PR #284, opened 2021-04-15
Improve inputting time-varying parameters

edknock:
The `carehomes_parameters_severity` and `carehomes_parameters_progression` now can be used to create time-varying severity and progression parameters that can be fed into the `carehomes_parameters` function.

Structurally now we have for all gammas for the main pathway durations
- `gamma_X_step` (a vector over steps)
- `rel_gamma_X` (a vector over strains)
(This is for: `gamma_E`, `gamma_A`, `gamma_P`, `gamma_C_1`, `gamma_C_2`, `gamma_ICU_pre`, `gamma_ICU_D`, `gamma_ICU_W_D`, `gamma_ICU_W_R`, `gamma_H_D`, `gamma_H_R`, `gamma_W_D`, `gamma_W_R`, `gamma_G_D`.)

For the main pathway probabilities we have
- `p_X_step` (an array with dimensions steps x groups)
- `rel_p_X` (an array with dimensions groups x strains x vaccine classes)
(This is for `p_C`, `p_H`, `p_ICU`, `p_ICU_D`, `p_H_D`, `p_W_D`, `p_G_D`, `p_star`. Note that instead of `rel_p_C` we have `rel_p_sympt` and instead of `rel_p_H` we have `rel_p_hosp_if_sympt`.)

|---|

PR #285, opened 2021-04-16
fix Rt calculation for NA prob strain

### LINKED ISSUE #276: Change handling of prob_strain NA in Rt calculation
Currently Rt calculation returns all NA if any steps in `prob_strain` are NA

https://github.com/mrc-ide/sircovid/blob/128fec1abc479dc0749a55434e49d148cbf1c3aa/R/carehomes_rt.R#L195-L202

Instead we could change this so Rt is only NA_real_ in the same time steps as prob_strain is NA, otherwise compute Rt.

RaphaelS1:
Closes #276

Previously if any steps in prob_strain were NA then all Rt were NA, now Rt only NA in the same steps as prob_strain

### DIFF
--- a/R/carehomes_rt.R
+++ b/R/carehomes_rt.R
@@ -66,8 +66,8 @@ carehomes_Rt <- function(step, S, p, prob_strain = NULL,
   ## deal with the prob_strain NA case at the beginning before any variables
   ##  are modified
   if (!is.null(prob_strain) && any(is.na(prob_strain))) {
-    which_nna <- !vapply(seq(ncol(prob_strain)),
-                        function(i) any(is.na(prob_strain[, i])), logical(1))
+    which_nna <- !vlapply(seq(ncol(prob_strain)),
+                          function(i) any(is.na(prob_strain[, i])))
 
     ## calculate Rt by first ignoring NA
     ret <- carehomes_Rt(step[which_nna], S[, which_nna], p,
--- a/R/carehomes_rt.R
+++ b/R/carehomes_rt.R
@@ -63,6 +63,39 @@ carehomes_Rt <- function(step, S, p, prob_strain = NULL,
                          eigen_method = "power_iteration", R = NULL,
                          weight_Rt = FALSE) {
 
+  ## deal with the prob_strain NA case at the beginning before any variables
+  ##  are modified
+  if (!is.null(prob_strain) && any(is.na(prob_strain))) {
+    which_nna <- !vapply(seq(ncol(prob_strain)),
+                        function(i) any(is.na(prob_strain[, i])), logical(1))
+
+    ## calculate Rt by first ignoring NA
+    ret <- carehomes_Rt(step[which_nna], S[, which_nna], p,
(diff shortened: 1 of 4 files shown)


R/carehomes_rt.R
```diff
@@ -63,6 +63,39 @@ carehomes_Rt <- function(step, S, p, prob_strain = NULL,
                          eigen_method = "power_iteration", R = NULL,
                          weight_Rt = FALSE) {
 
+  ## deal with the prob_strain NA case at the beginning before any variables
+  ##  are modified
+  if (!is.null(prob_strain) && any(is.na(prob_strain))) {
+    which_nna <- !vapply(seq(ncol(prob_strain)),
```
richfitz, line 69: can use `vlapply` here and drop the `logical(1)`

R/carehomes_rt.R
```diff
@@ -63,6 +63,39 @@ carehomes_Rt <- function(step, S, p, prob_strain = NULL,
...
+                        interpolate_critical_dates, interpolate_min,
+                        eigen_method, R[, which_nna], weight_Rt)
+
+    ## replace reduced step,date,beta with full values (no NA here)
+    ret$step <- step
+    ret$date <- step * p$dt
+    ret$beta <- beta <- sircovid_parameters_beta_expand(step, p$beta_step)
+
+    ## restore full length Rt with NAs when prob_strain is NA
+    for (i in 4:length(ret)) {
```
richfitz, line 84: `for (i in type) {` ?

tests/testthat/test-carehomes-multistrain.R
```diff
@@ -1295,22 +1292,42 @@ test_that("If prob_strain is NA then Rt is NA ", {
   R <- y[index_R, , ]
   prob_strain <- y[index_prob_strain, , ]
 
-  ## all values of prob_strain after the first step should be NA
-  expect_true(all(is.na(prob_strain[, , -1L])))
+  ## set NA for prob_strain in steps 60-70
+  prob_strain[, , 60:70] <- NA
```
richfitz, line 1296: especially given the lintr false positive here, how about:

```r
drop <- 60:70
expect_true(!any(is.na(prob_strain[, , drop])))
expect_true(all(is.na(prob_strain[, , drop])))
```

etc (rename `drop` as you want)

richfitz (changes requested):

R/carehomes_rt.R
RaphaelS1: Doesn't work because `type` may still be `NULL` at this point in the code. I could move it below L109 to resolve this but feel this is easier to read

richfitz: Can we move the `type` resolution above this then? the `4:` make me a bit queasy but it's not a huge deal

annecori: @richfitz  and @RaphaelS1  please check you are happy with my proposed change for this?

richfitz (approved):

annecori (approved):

|---|

- TASK DETAILS
Looking at the records above, work out how many lines include the string "length". Give the number and nothing else.

- RESULT
2